The nature of the monologue will be seen more clearly and forcibly if compared with other forms of literature.

Forms of literature have not been invented or evolved suddenly. They have been in every case slowly recognized; in fact, one of the last, if not most difficult phases of literary education and culture is the definite conception of the difference between the various forms of poetry. To many persons the word lyric and the word epic are loose terms, the one standing for a short poem and the other for a long one. The real spirit and character of the most elemental forms of poetry are often indefinitely and inadequately realized.

If this is true of the oldest and most fundamental forms of poetry, it is still more true of the monologue. The word awakens in most minds only the vaguest conceptions.
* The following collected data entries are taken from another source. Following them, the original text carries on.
PR #1261, opened 2021-03-16
Explicitly case Ar path string to ArResolvedPath

dj-mcg:
Passing a path string to ArResolver::OpenAsset throws an error when built against the latest version of USD. This parameter is explicitly cast to ArResolvedPath elsewhere in the USD code, so updating this callsite to follow that pattern.

### DIFF
--- a/lib/usd/translators/shading/usdUVTextureReader.cpp
+++ b/lib/usd/translators/shading/usdUVTextureReader.cpp
@@ -266,7 +266,8 @@ bool PxrMayaUsdUVTexture_Reader::Read(UsdMayaPrimReaderContext* context)
             && !filePath.empty() && ArIsPackageRelativePath(filePath)) {
             // NOTE: (yliangsiew) Package-relatve path means that we are inside of a USDZ file.
             ArResolver& arResolver = ArGetResolver(); // NOTE: (yliangsiew) This is cached.
-            std::shared_ptr<ArAsset> assetPtr = arResolver.OpenAsset(filePath);
+            std::shared_ptr<ArAsset> assetPtr = arResolver.OpenAsset(
+                ArResolvedPath(filePath));
             if (assetPtr == nullptr) {
                 TF_WARN(
                     "The file: %s could not be found within the USDZ archive for extraction.",
--- a/lib/usd/translators/shading/usdUVTextureReader.cpp
+++ b/lib/usd/translators/shading/usdUVTextureReader.cpp
@@ -266,8 +266,7 @@ bool PxrMayaUsdUVTexture_Reader::Read(UsdMayaPrimReaderContext* context)
             && !filePath.empty() && ArIsPackageRelativePath(filePath)) {
             // NOTE: (yliangsiew) Package-relatve path means that we are inside of a USDZ file.
             ArResolver& arResolver = ArGetResolver(); // NOTE: (yliangsiew) This is cached.
-            std::shared_ptr<ArAsset> assetPtr = arResolver.OpenAsset(
-                ArResolvedPath(filePath));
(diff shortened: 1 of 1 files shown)


kxl-adsk:
FYI @ysiewappl

JGamache-autodesk (approved):
LGTM

lib/usd/translators/shading/usdUVTextureReader.cpp
```diff
@@ -266,7 +266,7 @@ bool PxrMayaUsdUVTexture_Reader::Read(UsdMayaPrimReaderContext* context)
             && !filePath.empty() && ArIsPackageRelativePath(filePath)) {
             // NOTE: (yliangsiew) Package-relatve path means that we are inside of a USDZ file.
             ArResolver& arResolver = ArGetResolver(); // NOTE: (yliangsiew) This is cached.
-            std::shared_ptr<ArAsset> assetPtr = arResolver.OpenAsset(filePath);
+            std::shared_ptr<ArAsset> assetPtr = arResolver.OpenAsset(ArResolvedPath(filePath));
```
kxl-adsk, line 269: @dj-mcg Please check PF results - https://github.com/Autodesk/maya-usd/pull/1261/checks?check_run_id=2125284262. Looks like this wasn't existing in USD 20.11. We currently support USD versions down to 20.02.

kxl-adsk (changes requested):

lib/usd/translators/shading/usdUVTextureReader.cpp
dj-mcg: Thanks @kxl-adsk - put in a PXR_VERSION check and running preflight now

kxl-adsk (approved):

JGamache-autodesk (approved):

kxl-adsk:
We had some slow network issues...that slowed down the PF enough to cause the timeout on GitHub Action side. The internal job (job/ecg-mayausd-branch-preflight-master-public/1128/) finished with success. No need to re-trigger the PF.

ysiewappl:
Sorry, something was bugging me and I just double-checked with @dgovil: I am already building against USD 21.02 here and the code builds fine without this check.

From what I can see:

https://graphics.pixar.com/usd/docs/668045551.html#AssetResolution(Ar)2.0-RolloutandTransition

> Ar 2.0 will substantially modify the ArResolver interface and other related classes. To maintain backwards compatibility with existing ArResolver implementations and client code sites, users will be able to specify whether they want to enable Ar 2.0 at build time. If enabled, the AR_VERSION flag will be defined and to 2 and the Ar 2.0 changes will be built and installed, causing old code to break if not updated to accommodate those changes. If disabled, AR_VERSION will be set to 1 and Ar will revert back to the code that exists today, ensuring no change in behavior or build breakages. 

> For its initial release, Ar 2.0 will be disabled by default – the current Ar implementation will remain the default for backwards compatibility, but will be deprecated. Users will be able to enable Ar 2.0 using the build flag to begin testing and transitioning their resolver implementations and client code to the new interface. Ar 2.0 will be enabled by default in the subsequent release, and the old Ar implementation will be removed at that time.

Should the macro be changed to check against this instead rather than the USD version itself, assuming people want to use the old resolver and haven't built their libUSD with this flag enabled?

kxl-adsk:
I'm not sure about the connection to Ar 2.0 here. We are internally building **without** Ar 2.0 which means PF is validating against an artifact that doesn't have it. The problem was that this change originally only worked for USD 21.02 and above. It was not compiling with older versions (like 20.11 down to 20.02). 

Based on that, why should the check be changed?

If the monologue be discriminated at all from other forms of literature, it is apt to be regarded as an accidental, if not an unnecessary or unnatural, phase of literary creation. Even in books on Browning, nine-tenths of whose work is in this form, the monologue is often spoken of as if it were a speech. It is sometimes treated as if it were simply a long monotonous harangue of some talker like Coleridge, the outflow of whose ideas and words subordinates or puts to silence a whole company. But unless the peculiar nature of the monologue is understood, much modern verse will fail to produce an adequate impression.

Like the speech, the monologue implies one speaker. But an oration implies an audience, a platform, conscious preparation, and a direct and deliberate purpose. The monologue, on the contrary, implies merely a conversation on the street, in the shop, or in the home. Usually, only one listener is found, and rarely is there an assembled audience or the formal occasion implied by a speech. The occasion is some natural situation in life capable of causing spontaneous outflow of thought and feeling and an involuntary revelation of motive.

The monologue is not a poetic interpretation of an oration, though the latter is frequently found in poetry. Burns’s poem on the speech of Bruce at Bannockburn was called by Carlyle “the finest war-ode in any language,” and it is none the less noble because it suggests a speaker. It is a poetic realization of an address to an army. Burns gives the situation and the chief actor speaking as the artistic means of awakening a realization of the event. But it is the poetic interpretation of oratory, a lyric, and not a monologue.

Dr. Holmes’s “Our Boys” is an after dinner speech in metric form, full of good-natured allusions to members of the class who were well-known men, but even such a definite situation does not make his work a monologue.

“Anything may be poetic by being intensely realized.” Poetry may have as its theme any phase of human life or endeavor, and the spirit of oratory has often been interpreted by poetry. Oratory has a direct, conscious purpose. It implies a human being earnestly presenting arguments to move and persuade men to a course of action.

The monologue reflects the unconscious and spontaneous effect of one human being upon another, but it does not express the poet’s own feelings, convictions, or motives, except indirectly. We must not take the words of any one of Browning’s characters as an echo of the poet’s personal convictions. The monologue expresses the impressions which a certain character receives from events or from other people.

Epic poetry, from its application to an individual case or situation, is made to suggest the ideals, aspirations, or characteristics of the race. The epic makes events or characters more typical or universal, and hence more suggestive and expressive. Its personations embody universal ideals. Odysseus is not simply a man, but the representative of every patient, long-suffering Hellenic hero, persevering and enduring trials with fortitude. Achilles is not merely a youth full of anger, but a type of the passionate, liberty-loving and aspiring Greek. Both Achilles and Odysseus are not so much individual characters as typical Greeks. They express noble emotions breathed into the hearts of mortals by Athena. Odysseus embodies the virtue of temperance and patience symbolized by the cloudless sky, represented by Athena’s robe, and of perseverance shown by her unstooping helmet. Achilles with his “destructive wrath,” embodies the spirit of youth and eager passion corresponding to the lightning and the storm which are shown by the serpents on Athena’s breast.